デフォルトでは、タイミングループは、実行されなかった反復の間に生成されたデータをすべて破棄し、元のスケジュールを保持します。このモード設定の表示には、入力ノードのモード入力のアイコンは、Discard(破棄)のD、およびMaintain(保持)のMの文字が付いて表示されます。逸した、または遅れたループの反復によって生成されたデータを処理するには、タイミングループを構成またはフレーム付きタイミングループを構成ダイアログボックスの間に合わなかった周期を無視チェックボックスからチェックマークを外します。このモード設定の表示には、入力モードのモード入力のアイコンは、Process(処理)のPの文字が付いて表示されます。タイミングループの最初の反復に基いた新しいスケジュールで実行するようにタイミングループを構成するには、タイミングループを構成またはフレーム付きタイミングループを構成ダイアログボックスの元の位相を保持チェックボックスからチェックマークを外します。

入力ノードを使用してモードを構成する

入力ノードのモード入力を使用して、タイミングループのモードを構成します。モード入力を右クリックし、ショートカットメニューから作成→定数を選択するか、作成→制御器を選択し、列挙定数または制御器を作成します。この定数または制御器で、モードを選択できます。

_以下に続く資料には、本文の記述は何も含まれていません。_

PR #305, opened 2022-04-22
rebase via comment

clee2000:
https://github.com/pytorch/pytorch/pull/76262 has more details

gatekeeping to only me to test, will roll out later

### DIFF
--- a/torchci/lib/bot/mergeBot.ts
+++ b/torchci/lib/bot/mergeBot.ts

プログラム的にタイミングループのモードを変更する、またはタイミングループを構成ダイアログボックスでモードの構成を保持するには、入力ノードのモード入力を使用します。列挙定数または制御器で変更なしを選択して、現在のモード構成を保持するか、タイミングループの遅れた反復または実行し損なった反復を処理するオプションを選択します。

タイミングループのモードを設定するサンプルについては、labview\examples\Structures\Timed LoopディレクトリにあるTimed Loop Mode VIを参照してください。